We’ve been having fun discussing GK Chesterton’s Orthodoxy in the YIM Catholic Book Club. (And if you want to help choose the next book we read, click here.)
Two of the week’s best comments were attached to the post for Chesterton, Chapter 7, “The Eternal Revolution.”
EPG wrote, beginning with a quote from the Chesterton chapter:
"For solemnity flows out of men naturally; but laughter is a leap. It is easy to be heavy: hard to be light. Satan fell by the force of gravity."
I also loved this passage, and it reminded me of the two quotes C.S. Lewis placed at the beginning of "The Scewtape Letters."
The first, admittedly, may not be the most popular guy to quote on a Catholic website: "The best way to drive out the devil, if he will not yield to texts of Scripture, is to jeer and flout him, for he cannot bear scorn." Martin Luther.
The second, Webster will appreciate: "The devill, the prowde spirite . . . cannot endure to be mocked." Thomas More.
These two, and Lewis, and Chesterton, are all reminding us that the foundation of all sins, our pride, weighs us down more than any chain anyone could devise for us. The ability to laugh, without malice, keeps us light on our feet, light in our minds, and open to little flashes of joy with which we are from time to time blessed.

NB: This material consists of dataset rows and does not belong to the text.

PR #595, opened 2020-02-19
Keep Axis axes

madig:
Add yet another heuristic to prevent a glyphs2ufo edge case where you have a single master at the default location and end up with a Designspace with no axes. If you have an Axes parameter, try to put the axes mentioned in there into the Designspace.

### DIFF
--- a/Lib/glyphsLib/builder/axes.py
+++ b/Lib/glyphsLib/builder/axes.py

Which, somehow, reminds me of the apocryphal story about the great actor who was lying on his deathbed. Asked if dying was hard, he replied, yes, but not as hard as farce.

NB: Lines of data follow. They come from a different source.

PR #817, opened 2023-06-01
Improve calculation of Npm dependency tree & Aggregate debug log for max depth reached

EyalDelarea:
-----

This PR is a follow up to https://github.com/jfrog/frogbot/issues/349

There was an infinite loop caused due duplication of indirect dependencies.

On this PR i removed the attempted fix logic and added a unique append to the map of dependencies.

Main:
1. The CLI will show all of the impacted dependencies for each vulnerability.
for example:
Before:
image
After:
image
2. We scan in Npm all of the requested by dependencies. (remove the unclear "depth" const)

**Why there was an infinite loop?**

The second quote is from Warren Jewell, one of our most faithful and (to judge by his mug shot and comments) most joyous readers. Warren writes:
Let us not forget that, like a self-entertaining child, GKC loved the idea of seeing the world upside-down while on his head. The man was full of mirthful notions, and could take nothing earthbound very “seriously.” He found that he needed the supernatural to round out his smiles with the joy of serious regard for eternal salvation in Christ and religion with His Church.
Marriage is an earthly version of the only bondage that matters — life bondage to beloved here that mirrors the eternal bondage to Christ. Even Christ saw Himself as Bridegroom to His Church, His disciples. (And, I suggest, bridesmaid ladies, keeping a religious 55-gallon drum of oil available for lighting His way to His beloved. Though, I have to think that this parable incorporated Christ's sense of humor, imagining me in a bridesmaid dress. ("Whatchuguys laughin' at? See, I got my lamp!")

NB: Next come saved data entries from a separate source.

PR #823, opened 2023-06-08
Transfer - Disable repo snapshot for delayed files

RobiNino:
-----
Before this change, delayed files were tracked in the transfer repository snapshot (by incrementing the files count). This could block potential tree collapsing in the snapshot tree, since the directories containing those files would only be completed in later stage. Not collapsing the tree could in turn cause an increase in memory.

### DIFF
--- a/artifactory/commands/transferfiles/fulltransfer.go
+++ b/artifactory/commands/transferfiles/fulltransfer.go
@@ -100,7 +100,14 @@ func (m *fullTransferPhase) run() error {
 		_, err := pcWrapper.chunkBuilderProducerConsumer.AddTaskWithError(folderHandler(folderParams{relativePath: "."}), pcWrapper.errorsQueue.AddError)
 		return err
 	}
-	delayAction := consumeDelayFilesIfNoErrors
+	delayAction := func(phase phaseBase, addedDelayFiles []string) error {
+		// Disable repo transfer snapshot as it is not used for delayed files.
+		if err := m.stateManager.SaveStateAndSnapshots(); err != nil {
+			return err
+		}
+		m.stateManager.DisableRepoTransferSnapshot()
+		return consumeDelayFilesIfNoErrors(phase, addedDelayFiles)
+	}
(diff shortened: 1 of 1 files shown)


artifactory/commands/transferfiles/fulltransfer.go
```diff
@@ -100,7 +100,14 @@ func (m *fullTransferPhase) run() error {
 		_, err := pcWrapper.chunkBuilderProducerConsumer.AddTaskWithError(folderHandler(folderParams{relativePath: "."}), pcWrapper.errorsQueue.AddError)
 		return err
 	}
-	delayAction := consumeDelayFilesIfNoErrors
+	delayAction := func(phase phaseBase, addedDelayFiles []string) error {
+		// Disable repo transfer snapshot as it is not used for delayed files.
+		if err := m.stateManager.SaveStateAndSnapshots(); err != nil {
+			return err
+		}
+		m.stateManager.DisableRepoTransferSnapshot()
```
yahavi, line 108: I'd put this code above the invocation of the delay action, to emphasize that the "DisableRepoTransferSnapshot" is called after the transfer:
```go
if returnedError == nil && delayAction != nil {
	// Disable repo transfer snapshot as it is not used for delayed files.
	if err := ftm.stateManager.SaveStateAndSnapshots(); err != nil {
		return err
	}
	ftm.stateManager.DisableRepoTransferSnapshot()

	var addedDelayFiles []string
	// If the transfer generated new delay files provide them
	if delayedArtifactsMng.delayedWriter != nil {
		addedDelayFiles = delayedArtifactsMng.delayedWriter.contentFiles
	}
	returnedError = delayAction(ftm.phaseBase, addedDelayFiles)
}
```
And all of this can be exported to a new method "handleDelayedArtifacts".

yahavi (changes requested):

artifactory/commands/transferfiles/fulltransfer.go
RobiNino: This code is only relevant to the full transfer phase, so I don't think we should add it to the general manager functionality.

Yet, marriage and discipleship are both two-way bonds. They are unities that take both parties coming together and assenting to unite. If I in my persistent sins turn my back on Christ, as I have done too many times, He 'can't get there from here' because I chose to attempt to be out of His sight and off His path.
(I know, I know - "Is he done yet? Save some com-box space for the rest of us, fella.")
Ah, Warren, keep the comments and laughs coming! Thanks to all for joining the YIMC caravan as we careen through the joys of being Catholic.